RSV is a really good example of immunological memory. Immunological memory is really great because the first time you see the infection, it will probably cause a disease, but your immune response can remember that, and the next time you see that infection, you will get a milder form of the disease.

There is no vaccine for RSV, and our aim has been to try and understand why in New Zealand we’ve got such a high rate of severe RSV bronchiolitis, because our hospitalisation rate is about double that of other countries that are similar to New Zealand like Canada or Australia or the United States.
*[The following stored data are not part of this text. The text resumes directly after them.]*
PR #484, opened 2021-03-31
Wrap inventory detail with wrapper

karelhala:
### Use inventory wrapper

Inventory detail consists of multiple components, and they require direct access to redux. This PR changes the structure of system detail in order to merge inventory redux with patch's one.


mkholjuraev:
@karelhala when I run this locally, I still see the issue. Should I do something more? And not only advisory detail, but also systems page also not loading

mkholjuraev (approved):

PR #502, opened 2021-04-14
fix(bulk select): SPM-848 make bulk select consistence across tables

mkholjuraev:


jiridostal:
If you go to "/patch/packages", check that there is a checkbox and is in an incorrect state (I think it should not be there at all)

PR #527, opened 2021-05-06
feat(system detail): use federated modules to share system detail

karelhala:
### Use federated modules to share system detail

Since we can now use federated modules in every environment let's share the system detail with it. This way we don't have to maintain the version of it in all environments, it's the same for all users on one environment. If a bug is found the fix is deployed just in this application and propagated to inventory via federetad modules.

### Usage
```JSX
import React, { useContext } from 'react';
import AsyncComponent from '@redhat-cloud-services/frontend-components/AsyncComponent';
import { RegistryContext } from '../../store';
import { useRouteMatch } from 'react-router-dom';

const PatchTab = () => (
  <AsyncComponent
      appName="patch"
      module="./SystemDetail"
      getRegistry={useContext(RegistryContext).getRegistry}
  />);
```


karelhala:
ping @mkholjuraev @jiridostal

mkholjuraev (approved):
The PR looks good to me, but I was not able to run it locally and try it out. Inventory app breaks with the error: **Error while loading component!**. 

image

karelhala:
@mkholjuraev you'll have to run patch app on port 8002 and inventory on port 8003 and change your config to serve `inventory`. I'll add this to your spandx file

mkholjuraev (approved):

PR #557, opened 2021-06-02
Integrate handle refresh into getEntities.

Hyperkid123:
cc @mkholjuraev 

This PR fixes an issue when the inventory table hangs in a loading state.

The problem was caused by duplicate API calls by the `getEntities` and `onRefresh` callbacks. Where possible, I've integrated the onRefresh into the `getEntities` callback which will prevent double calls and hanging loading state in the entities reducer.

@mkholjuraev Please double-check that nothing broke with this change.


mkholjuraev (approved):
Thanks for the PR, I have faced a small issue with 'Clear filters'. But it is an easy to fix I believe.

PR #590, opened 2021-07-09
chore(PersistantParams): SPM- 1006 make all pages consistant to apply url param…

mkholjuraev:
…s on load

### DIFF
--- a/src/SmartComponents/Packages/Packages.js
+++ b/src/SmartComponents/Packages/Packages.js
@@ -11,12 +11,15 @@ import { changePackagesListParams, fetchPackagesAction } from '../../store/Actio
 import { exportPackagesCSV, exportPackagesJSON } from '../../Utilities/api';
 import { packagesListDefaultFilters } from '../../Utilities/constants';
 import { createPackagesRows } from '../../Utilities/DataMappers';
-import { createSortBy } from '../../Utilities/Helpers';
+import { createSortBy, decodeQueryparams, encodeURLParams } from '../../Utilities/Helpers';
 import { setPageTitle, useOnExport, usePerPageSelect, useSetPage, useSortColumn } from '../../Utilities/Hooks';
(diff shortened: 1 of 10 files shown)


src/Utilities/Helpers.js
```diff
@@ -19,6 +19,11 @@ import {
 import { intl } from './IntlProvider';
 import { packageSystemsColumns } from '../SmartComponents/Systems/SystemsListAssets';
 
+export const deleteUnsetObjectValues = (object) => {
```
jiridostal, line 22: This is very similar to "filterSelectedRowIDs". We should think about consolidating naming of these utils, we have quite a lot of them and I'm not sure if we need all of them

src/Utilities/Helpers.js
```diff
@@ -19,6 +19,11 @@ import {
...
+    Object.keys(object).forEach(key => object[key] === undefined && delete object[key]);
```
jiridostal, line 23: `delete object[key]` modifies the original object, it might be more useful if the original object remains unchanged (create a copy and delete it there). Just an idea that would make our debugging easier.

jiridostal (changes requested):
Some notes in the code... but works perfectly!

src/SmartComponents/Packages/Packages.js
```diff
@@ -35,10 +38,17 @@ const Packages = () => {
     );
 
     React.useEffect(() => {
-        dispatch(fetchPackagesAction(queryParams));
+        if (firstMount) {
```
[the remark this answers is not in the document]
mkholjuraev: hmm, I think we have to use this approach which is similar to the Advisories page. Details pages use the Inventory component which enables us to populate starting redux state with the decoded URL params. But yes, it would be great if we can come up with more optimal solution.

PR #594, opened 2021-07-14
feat(Version filter): SPM-914 version filter is finished

mkholjuraev:


src/PresentationalComponents/Filters/VersionFilter.js
```diff
@@ -0,0 +1,78 @@
...
+    const onSelect = (_, selection) => {
+        const existingVersions = isSet && filter.installed_evra !== '' && filter.installed_evra.concat(',') || '';
+        apply({ filter: { installed_evra: `${existingVersions}${selection}` } });
+    };
+
+    const clearSelection = () => {
+        setOpen(false);
+    };
+
+    const simulateNetworkCall = callback => {
```
jiridostal, line 26: We can remove this :-)

src/PresentationalComponents/Filters/VersionFilter.js
```diff
@@ -0,0 +1,78 @@
...
+        setTimeout(callback, 1000);
+    };
+
+    const onViewMoreClick = () => {
+        setLoading(true);
```
jiridostal, line 31: We don't have to simulate loading

jiridostal:
Looks great! A few notes:

- When version is selected from the list, it can not be unchecked
- I don't like the filter name "Version filter", maybe just "Version" is better
- THe "X" icon in circle to remove the filter does not do anything
- When I click "View more" I would expect to load the rest of the list, but it loads only a couple next items, maybe UX needed
- Can not we show at least 10 items when first opening the dropdown?

mkholjuraev:
- loading effect is removed
- unsetting a version is enabled
- X button is removed to be consistent with other filters. We have already this feature from FEC
- 10 versions are listed by default
- Version filter is changed to => Version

We are doing a collaborative study with another group in Wellington looking at vitamin D levels in children who are hospitalised with RSV. Because RSV like the flu tends to occur during the winter months, we think that, during the winter months, our vitamin D levels are really low because vitamin D needs to have sunlight to be converted to its active form in the body, and we can all – as a population – tend to be quite vitamin D deficient during winter, and that can make us susceptible to many diseases. And we are looking to see whether the children who have the severe RSV bronchiolitis are actually more vitamin D deficient than children who are able to fight off their infection in the community.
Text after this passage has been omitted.